• Dataset excerpts:
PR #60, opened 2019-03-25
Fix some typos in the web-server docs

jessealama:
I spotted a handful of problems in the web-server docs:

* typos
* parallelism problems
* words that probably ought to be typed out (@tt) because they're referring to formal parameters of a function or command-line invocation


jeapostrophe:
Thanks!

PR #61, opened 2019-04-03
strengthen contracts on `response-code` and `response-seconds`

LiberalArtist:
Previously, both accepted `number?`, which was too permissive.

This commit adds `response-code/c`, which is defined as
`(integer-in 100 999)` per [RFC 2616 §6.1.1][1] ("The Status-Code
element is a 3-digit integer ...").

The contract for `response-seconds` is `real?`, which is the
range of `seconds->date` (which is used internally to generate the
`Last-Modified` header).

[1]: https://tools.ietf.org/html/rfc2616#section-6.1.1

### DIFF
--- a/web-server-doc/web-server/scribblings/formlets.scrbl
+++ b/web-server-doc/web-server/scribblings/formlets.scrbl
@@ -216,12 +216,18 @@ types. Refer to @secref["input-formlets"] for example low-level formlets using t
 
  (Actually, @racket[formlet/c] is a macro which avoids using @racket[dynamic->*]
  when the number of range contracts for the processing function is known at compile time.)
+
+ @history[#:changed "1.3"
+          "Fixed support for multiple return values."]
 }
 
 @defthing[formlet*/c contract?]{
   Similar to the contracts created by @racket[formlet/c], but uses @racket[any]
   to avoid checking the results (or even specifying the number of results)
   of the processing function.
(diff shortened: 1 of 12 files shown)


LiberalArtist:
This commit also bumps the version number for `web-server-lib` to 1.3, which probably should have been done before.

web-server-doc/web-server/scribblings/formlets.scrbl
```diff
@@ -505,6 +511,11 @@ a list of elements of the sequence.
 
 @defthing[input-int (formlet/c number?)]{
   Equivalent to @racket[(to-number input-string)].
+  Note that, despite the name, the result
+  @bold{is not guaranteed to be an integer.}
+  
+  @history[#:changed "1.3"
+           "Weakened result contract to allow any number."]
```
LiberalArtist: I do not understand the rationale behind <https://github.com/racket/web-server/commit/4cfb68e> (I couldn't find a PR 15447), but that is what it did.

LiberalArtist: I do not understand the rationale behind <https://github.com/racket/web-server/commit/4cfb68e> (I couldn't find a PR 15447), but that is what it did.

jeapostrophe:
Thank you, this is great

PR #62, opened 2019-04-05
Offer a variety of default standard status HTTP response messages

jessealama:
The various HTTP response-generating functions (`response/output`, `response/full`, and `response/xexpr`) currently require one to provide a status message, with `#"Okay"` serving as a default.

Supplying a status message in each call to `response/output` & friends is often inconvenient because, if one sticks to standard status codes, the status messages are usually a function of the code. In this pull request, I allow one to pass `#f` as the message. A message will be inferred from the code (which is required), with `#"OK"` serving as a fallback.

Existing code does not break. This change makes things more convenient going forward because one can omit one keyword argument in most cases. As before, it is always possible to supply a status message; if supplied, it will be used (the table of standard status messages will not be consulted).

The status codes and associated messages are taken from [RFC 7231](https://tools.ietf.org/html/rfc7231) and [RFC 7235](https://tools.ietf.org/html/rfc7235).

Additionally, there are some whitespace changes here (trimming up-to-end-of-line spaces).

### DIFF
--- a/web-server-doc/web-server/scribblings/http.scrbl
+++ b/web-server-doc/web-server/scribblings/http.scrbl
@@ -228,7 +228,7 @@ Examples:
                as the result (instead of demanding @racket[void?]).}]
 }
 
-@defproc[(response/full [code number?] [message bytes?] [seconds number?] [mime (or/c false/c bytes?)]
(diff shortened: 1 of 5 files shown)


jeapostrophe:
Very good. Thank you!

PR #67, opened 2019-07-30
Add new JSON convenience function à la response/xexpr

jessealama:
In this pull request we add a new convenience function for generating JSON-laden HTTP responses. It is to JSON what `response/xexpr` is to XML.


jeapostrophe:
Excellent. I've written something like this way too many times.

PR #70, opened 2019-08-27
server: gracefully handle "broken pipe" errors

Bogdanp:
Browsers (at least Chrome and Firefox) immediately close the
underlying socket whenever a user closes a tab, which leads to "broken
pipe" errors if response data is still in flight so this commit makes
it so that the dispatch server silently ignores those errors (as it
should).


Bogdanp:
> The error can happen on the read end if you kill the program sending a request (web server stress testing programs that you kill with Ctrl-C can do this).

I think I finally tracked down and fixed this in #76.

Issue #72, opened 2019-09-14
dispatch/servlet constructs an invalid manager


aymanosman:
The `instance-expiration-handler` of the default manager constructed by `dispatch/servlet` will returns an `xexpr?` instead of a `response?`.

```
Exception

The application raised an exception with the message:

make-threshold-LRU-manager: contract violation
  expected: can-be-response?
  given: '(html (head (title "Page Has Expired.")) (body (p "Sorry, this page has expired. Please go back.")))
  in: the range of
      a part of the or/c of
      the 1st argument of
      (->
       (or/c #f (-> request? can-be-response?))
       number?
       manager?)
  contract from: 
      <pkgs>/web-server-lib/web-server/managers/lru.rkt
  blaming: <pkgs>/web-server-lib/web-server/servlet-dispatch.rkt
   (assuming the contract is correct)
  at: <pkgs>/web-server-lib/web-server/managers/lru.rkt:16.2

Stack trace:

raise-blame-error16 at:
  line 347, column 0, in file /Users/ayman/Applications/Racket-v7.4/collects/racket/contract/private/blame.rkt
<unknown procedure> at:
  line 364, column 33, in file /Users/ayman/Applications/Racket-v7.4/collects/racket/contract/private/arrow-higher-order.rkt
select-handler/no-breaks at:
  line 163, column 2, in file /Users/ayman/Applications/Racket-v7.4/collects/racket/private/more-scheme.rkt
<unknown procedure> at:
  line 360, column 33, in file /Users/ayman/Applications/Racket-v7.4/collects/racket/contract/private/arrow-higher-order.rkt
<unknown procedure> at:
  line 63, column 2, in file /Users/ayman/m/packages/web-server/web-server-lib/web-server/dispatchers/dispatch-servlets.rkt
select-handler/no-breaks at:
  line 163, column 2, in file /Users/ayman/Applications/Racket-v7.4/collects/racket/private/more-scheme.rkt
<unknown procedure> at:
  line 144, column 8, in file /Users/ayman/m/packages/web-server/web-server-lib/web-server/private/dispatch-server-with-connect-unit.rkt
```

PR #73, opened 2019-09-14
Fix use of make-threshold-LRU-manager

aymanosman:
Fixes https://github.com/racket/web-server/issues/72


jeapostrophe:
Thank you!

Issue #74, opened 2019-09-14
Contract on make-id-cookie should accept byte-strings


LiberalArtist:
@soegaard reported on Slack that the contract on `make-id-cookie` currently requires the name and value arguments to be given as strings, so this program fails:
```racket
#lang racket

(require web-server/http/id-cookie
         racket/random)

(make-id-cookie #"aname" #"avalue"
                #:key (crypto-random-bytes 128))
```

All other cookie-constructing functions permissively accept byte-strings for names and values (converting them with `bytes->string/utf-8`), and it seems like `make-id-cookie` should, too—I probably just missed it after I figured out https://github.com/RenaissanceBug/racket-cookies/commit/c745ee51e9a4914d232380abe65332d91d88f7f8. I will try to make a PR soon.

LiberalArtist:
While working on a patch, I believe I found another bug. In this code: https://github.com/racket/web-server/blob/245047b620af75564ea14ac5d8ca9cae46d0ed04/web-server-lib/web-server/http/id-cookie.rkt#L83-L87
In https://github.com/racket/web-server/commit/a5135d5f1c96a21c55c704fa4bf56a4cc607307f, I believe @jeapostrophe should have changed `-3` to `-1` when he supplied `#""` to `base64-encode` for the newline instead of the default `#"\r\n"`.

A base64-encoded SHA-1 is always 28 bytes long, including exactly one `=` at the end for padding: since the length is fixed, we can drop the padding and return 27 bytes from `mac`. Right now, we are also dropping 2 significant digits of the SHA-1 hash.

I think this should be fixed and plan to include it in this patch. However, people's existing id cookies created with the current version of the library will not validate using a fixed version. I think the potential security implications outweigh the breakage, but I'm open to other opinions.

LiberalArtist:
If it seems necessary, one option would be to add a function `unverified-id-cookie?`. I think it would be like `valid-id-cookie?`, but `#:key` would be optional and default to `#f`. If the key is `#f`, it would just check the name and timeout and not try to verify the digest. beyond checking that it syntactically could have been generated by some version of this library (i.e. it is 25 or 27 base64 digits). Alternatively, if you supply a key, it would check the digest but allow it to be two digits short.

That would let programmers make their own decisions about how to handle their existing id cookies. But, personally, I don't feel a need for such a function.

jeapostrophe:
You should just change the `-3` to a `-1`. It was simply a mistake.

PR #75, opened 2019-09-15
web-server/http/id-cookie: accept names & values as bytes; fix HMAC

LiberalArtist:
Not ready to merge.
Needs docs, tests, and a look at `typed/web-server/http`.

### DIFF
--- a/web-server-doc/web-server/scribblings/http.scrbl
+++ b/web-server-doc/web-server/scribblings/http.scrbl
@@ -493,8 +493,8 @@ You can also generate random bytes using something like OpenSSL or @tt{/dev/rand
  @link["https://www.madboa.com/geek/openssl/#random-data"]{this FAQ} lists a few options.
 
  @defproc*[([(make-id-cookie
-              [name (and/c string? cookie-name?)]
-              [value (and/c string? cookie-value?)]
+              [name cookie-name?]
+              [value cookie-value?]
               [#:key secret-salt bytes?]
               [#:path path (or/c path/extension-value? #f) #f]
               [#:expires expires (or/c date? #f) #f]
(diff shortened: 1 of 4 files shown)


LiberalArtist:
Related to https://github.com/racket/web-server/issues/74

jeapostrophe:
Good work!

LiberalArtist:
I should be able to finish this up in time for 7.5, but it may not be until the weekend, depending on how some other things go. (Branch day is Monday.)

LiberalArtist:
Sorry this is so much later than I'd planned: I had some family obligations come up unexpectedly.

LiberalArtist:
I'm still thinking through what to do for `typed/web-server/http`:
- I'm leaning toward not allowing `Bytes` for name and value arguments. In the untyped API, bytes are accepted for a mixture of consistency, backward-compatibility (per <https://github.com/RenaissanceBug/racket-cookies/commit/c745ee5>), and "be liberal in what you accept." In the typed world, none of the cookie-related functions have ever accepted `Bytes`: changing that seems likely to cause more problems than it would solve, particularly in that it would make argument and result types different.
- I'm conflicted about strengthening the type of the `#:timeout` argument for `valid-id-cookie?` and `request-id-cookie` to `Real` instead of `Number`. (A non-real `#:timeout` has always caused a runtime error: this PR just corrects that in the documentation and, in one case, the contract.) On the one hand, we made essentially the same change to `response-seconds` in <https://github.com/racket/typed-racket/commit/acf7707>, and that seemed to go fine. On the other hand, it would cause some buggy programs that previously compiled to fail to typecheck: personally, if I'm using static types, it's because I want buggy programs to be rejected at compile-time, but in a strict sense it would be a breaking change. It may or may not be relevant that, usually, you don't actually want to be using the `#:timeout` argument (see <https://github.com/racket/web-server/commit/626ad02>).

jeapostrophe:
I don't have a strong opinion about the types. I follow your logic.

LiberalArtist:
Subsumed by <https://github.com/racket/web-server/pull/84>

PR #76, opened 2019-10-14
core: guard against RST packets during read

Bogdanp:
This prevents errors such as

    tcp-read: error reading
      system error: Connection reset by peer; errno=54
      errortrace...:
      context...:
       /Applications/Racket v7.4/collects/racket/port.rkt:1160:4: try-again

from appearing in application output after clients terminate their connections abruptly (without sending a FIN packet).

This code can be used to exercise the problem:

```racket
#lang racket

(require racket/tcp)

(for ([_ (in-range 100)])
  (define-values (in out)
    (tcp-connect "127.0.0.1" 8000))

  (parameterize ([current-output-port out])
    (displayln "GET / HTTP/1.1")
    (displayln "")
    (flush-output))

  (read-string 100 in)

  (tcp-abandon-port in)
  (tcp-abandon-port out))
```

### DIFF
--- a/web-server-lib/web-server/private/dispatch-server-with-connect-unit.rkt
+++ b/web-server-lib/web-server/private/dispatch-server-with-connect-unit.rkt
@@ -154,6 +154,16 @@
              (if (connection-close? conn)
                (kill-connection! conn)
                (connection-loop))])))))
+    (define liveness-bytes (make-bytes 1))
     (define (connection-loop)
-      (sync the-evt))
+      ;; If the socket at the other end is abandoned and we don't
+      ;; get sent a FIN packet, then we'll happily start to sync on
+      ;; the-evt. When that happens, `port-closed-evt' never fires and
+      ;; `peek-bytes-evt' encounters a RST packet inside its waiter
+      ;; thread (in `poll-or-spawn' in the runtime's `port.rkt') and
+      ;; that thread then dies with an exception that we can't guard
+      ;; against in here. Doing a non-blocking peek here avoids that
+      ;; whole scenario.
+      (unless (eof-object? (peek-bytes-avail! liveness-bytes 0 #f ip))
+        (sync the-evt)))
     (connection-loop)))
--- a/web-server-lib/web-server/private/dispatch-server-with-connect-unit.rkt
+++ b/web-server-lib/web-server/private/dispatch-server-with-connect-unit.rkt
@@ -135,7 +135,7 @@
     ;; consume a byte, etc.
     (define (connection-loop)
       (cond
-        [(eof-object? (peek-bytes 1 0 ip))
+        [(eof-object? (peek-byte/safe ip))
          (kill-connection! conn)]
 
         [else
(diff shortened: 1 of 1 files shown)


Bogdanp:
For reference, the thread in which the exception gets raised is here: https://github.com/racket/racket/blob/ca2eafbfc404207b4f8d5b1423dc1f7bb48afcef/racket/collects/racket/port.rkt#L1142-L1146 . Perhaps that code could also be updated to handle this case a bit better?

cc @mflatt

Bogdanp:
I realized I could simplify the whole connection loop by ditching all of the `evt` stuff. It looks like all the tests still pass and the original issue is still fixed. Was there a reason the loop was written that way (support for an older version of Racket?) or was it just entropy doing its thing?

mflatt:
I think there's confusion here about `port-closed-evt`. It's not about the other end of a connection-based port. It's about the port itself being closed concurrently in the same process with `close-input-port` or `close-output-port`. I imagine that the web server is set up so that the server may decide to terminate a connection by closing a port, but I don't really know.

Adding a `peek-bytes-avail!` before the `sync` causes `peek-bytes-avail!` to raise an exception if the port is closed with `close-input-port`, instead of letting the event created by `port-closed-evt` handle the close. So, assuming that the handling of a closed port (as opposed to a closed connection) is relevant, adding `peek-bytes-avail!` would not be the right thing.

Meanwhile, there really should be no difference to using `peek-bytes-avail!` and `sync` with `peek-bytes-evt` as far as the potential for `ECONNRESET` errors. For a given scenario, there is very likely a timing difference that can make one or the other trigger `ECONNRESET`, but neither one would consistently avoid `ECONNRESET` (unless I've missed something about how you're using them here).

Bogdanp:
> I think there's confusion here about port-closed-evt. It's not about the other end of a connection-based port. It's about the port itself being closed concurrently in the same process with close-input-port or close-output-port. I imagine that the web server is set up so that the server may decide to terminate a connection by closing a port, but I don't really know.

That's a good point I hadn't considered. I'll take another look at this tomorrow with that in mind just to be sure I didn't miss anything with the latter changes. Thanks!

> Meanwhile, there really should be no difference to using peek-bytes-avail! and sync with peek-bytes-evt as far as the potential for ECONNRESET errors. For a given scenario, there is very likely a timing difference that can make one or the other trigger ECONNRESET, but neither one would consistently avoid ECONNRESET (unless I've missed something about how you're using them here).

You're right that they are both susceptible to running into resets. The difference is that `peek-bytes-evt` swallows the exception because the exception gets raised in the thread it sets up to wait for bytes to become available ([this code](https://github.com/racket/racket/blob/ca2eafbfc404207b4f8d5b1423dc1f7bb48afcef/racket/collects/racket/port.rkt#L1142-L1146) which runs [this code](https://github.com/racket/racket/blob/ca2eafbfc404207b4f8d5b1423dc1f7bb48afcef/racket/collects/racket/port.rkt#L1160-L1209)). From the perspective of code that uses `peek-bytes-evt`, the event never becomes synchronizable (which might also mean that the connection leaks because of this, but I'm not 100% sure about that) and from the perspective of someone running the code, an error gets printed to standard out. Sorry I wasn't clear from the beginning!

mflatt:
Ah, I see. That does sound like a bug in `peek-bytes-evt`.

• Directions: The string "timing" may appear in lines of the listing above; tally those lines and give the number only.

• Task result: 2